- THE PROBLEM
Copy out, from the entries below, each line that holds the string "michamos".

--------------------

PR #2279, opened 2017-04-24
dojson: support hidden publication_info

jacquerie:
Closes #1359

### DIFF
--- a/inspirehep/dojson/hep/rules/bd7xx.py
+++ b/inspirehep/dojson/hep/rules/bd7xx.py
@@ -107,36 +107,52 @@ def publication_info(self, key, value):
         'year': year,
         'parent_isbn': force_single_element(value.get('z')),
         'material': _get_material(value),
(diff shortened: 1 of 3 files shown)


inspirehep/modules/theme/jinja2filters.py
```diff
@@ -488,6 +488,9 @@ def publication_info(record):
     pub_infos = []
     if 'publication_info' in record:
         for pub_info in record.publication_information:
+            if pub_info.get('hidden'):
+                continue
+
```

--------------------

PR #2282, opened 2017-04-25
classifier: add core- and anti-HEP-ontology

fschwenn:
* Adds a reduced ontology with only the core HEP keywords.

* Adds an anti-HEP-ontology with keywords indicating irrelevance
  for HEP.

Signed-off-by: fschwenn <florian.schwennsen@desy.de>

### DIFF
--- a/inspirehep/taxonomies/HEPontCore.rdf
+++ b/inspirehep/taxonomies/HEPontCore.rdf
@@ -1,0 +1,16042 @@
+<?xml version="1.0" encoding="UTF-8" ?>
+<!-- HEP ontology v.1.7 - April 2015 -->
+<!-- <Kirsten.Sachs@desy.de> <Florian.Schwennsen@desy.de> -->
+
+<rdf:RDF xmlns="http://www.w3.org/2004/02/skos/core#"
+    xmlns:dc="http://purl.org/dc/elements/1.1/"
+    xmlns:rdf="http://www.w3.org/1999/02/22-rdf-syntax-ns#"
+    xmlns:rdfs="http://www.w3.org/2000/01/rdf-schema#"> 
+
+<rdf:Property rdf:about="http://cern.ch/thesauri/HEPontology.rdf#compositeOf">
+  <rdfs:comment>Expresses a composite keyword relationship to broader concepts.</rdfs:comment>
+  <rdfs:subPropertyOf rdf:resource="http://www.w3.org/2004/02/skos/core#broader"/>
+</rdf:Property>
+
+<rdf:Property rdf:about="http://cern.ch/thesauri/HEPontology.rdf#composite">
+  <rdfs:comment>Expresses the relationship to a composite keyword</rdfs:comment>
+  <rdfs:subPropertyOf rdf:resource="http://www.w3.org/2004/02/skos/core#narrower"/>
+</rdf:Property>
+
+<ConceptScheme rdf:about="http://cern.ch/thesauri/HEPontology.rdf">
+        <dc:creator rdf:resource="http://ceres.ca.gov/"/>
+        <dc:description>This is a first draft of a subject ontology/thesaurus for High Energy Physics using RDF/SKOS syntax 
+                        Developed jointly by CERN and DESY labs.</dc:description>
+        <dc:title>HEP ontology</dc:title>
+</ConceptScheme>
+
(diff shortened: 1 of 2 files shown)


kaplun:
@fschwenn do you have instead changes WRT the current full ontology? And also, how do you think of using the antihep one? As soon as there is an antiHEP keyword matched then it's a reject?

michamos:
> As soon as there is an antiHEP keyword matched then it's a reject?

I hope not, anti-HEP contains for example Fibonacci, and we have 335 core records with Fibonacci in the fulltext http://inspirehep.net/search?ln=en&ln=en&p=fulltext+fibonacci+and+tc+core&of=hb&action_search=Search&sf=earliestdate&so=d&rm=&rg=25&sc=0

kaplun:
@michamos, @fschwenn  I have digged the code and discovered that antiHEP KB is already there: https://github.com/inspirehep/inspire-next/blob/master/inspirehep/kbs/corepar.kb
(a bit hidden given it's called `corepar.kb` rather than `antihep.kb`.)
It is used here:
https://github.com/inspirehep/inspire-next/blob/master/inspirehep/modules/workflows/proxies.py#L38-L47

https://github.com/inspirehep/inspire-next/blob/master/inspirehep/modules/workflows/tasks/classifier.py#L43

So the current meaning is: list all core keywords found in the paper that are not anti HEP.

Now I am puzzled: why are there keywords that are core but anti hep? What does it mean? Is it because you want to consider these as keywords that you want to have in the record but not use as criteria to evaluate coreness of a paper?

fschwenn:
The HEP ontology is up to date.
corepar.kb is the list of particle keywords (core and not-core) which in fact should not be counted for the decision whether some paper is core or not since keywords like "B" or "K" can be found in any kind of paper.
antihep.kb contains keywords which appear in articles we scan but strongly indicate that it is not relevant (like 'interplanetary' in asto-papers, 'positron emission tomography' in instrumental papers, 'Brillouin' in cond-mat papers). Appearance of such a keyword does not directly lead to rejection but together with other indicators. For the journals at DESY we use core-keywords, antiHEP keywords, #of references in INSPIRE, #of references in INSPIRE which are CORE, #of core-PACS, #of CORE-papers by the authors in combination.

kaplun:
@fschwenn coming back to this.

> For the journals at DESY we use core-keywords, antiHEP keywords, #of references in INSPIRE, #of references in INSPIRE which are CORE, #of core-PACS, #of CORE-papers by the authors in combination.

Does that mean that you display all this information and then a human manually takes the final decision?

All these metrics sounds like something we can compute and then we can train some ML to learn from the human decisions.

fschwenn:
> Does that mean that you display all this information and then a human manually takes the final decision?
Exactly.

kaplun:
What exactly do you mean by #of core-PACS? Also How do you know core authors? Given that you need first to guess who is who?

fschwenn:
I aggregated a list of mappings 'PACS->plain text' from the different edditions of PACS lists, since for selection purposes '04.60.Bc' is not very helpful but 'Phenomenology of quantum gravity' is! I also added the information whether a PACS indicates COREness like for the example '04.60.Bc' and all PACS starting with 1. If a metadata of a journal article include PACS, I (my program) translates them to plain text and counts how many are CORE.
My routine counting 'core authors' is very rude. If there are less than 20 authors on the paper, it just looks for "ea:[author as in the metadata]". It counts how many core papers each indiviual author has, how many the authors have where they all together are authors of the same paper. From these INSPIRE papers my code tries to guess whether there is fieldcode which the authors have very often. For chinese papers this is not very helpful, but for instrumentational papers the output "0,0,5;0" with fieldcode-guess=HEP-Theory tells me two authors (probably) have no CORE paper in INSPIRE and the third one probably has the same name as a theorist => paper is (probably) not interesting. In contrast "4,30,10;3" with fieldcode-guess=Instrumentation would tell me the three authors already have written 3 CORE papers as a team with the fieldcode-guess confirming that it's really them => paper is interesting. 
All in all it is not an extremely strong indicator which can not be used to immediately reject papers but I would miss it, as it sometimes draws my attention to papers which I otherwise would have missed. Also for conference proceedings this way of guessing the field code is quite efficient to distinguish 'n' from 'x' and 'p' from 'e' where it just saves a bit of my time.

--------------------

- TASK OUTPUT
michamos:
@michamos, @fschwenn  I have digged the code and discovered that antiHEP KB is already there: https://github.com/inspirehep/inspire-next/blob/master/inspirehep/kbs/corepar.kb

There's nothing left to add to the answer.